**EXERCISE OBJECTIVE**
If a line of the records contains the string "asyncOperation", copy it out.

[Records excerpted from a collection]
PR #167, opened 2017-09-20
added exception examples

umbri:


umbri:
@kelunik Sorry, I pushed 1 commit with my private email and have to remove it, so why I create another PR

kelunik:
@umbri Then just force-push to the previous branch, so your old commit goes away?

umbri:
@kelunik Yes, goes away. I am sorry about your comments on that PR, I split in 2 examples, as you have suggested in previous PR

examples/exceptions/uncatched.php
```diff
@@ -0,0 +1,26 @@
...
+
+Loop::run(function () {
+    try {
+        $res = yield asyncOperation();
+
+        echo "result -> " . $res . PHP_EOL;
+    } catch (Throwable $e) {
+        echo "catch -> " . $e->getMessage() . PHP_EOL;
+    }
+});
```
kelunik: As mentioned in the other PR, please add a `try { ... } catch {  ... }` around the `Loop::run()`.

examples/exceptions/uncatched.php
```diff
@@ -0,0 +1,26 @@
...
+<?php
+use Amp\Deferred;
+use Amp\Loop;
+
+require_once __DIR__ . "/../../vendor/autoload.php";
+
+function asyncOperation() {
+    $def = new Deferred();
+
+    \Amp\Loop::delay(1000, function () use ($def) {
```
kelunik: `\Amp\Loop` is already imported, so you can just write `Loop::delay` here.

examples/exceptions/uncatched.php
kelunik: Filenames should be `caught.php` / `uncaught.php`. Or maybe `try-catch.php` and `throwing-loop-callables.php`.

umbri:
@kelunik omg, I didn't know this is possible:
```
try {
    Loop::run(function () {
        //some more code here 
    });
} catch (Throwable $loopException) {
    echo "loopException -> " . $loopException->getMessage() . PHP_EOL;
}

```

kelunik:
Manually merged via bb34b9fb2d599375b1e34b10d7632ffd50d1fecb and improved via f2a662534e5e4f6736c841c11c11a2ddfaa85a5f.

PR #625, opened 2026-04-10
Fix/534 jail route in chair

### LINKED ISSUE #534: Allow exit to jail route from IN_CHAIR status
It appears that `exit-to-jail` is not available for an `IN_CHAIR` status.

Exiting to jail can happen at any time after custody transfer.

AC:

- [ ] Ensure that exit to jail from IN_CHAIR status is possible and correctly persisted on the backend

beaudrykock-moi:
## Summary

Fix `exit-to-jail` so it works for `IN_CHAIR` records after custody transfer and persists the expected downstream state for custody and reporting views.

## Changes

- allow `IN_CHAIR` in `POST /api/deflections/:id/exit-to-jail`
- persist jail exit state needed by the custody UI:
  - `subjectStatus: EXITED`
  - `exitDestinationId: 'jail'`
  - `releasedAt: null`
- persist `refusalReasonId` for jail exits
- mark associated property as returned on jail exit:
  - `propertyReturned: true`
  - `propertyReturnedAt`
  - `propertyReturnedById`
- fix bed accounting so:
  - pre-intake statuses release a hold
  - `IN_CHAIR` releases an occupied chair
- add regression coverage for `IN_CHAIR -> exit-to-jail`

## Why

The frontend custody UI was already wired to offer “Record exit to jail” for `IN_CHAIR` records, but the backend rejected that path with `409`. After merging with `dev`, the route also needed to preserve the newer `refusalReasonId` behavior while keeping the property-return persistence added for this fix.

Closes #534


aaronhans-sf (approved):
- Code changes look good
- Tested locally, used exit to jail from details screen for someone who was "in chair" status and then they showed up as not in custody under the "Transferred to jail" section
- Data after this looks good:

Status: EXITED with exitDestinationId: jail
Release: releasedAt is null (no legal release, direct jail exit)
Property: marked as returned with timestamp and user
Audit trail: EXITED update with jail destination and property returned

francisli (approved):

PR #631, opened 2026-04-13
store a hash of field values for 647 

### LINKED ISSUE #492: As a IS user, when I make person detail changes, this updates the 647(f)
So that any changes to the 647f are safely filed with SFPD.

AC:

- [ ] When IS makes changes to a user profile for someone in chair, the 647f should be re-generated, and filed when that person is released

aaronhans:
We don't want to refie 647 if there are no changes.

Right now we attach 647 to the release email always but we don't need to do that if there were no changes to it because it gets filed when the person gets checked in.

This PR adds a hash value to deflectionDocument table for the 647f form only.

When we are attaching files we check against prior hash if we have one already and do not attach form to email if hash matches.


francisli (approved):
Any reason not to do the same check and skip for the 849b and CoR...?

**ANSWER AREA**
+        $res = yield asyncOperation();
+function asyncOperation() {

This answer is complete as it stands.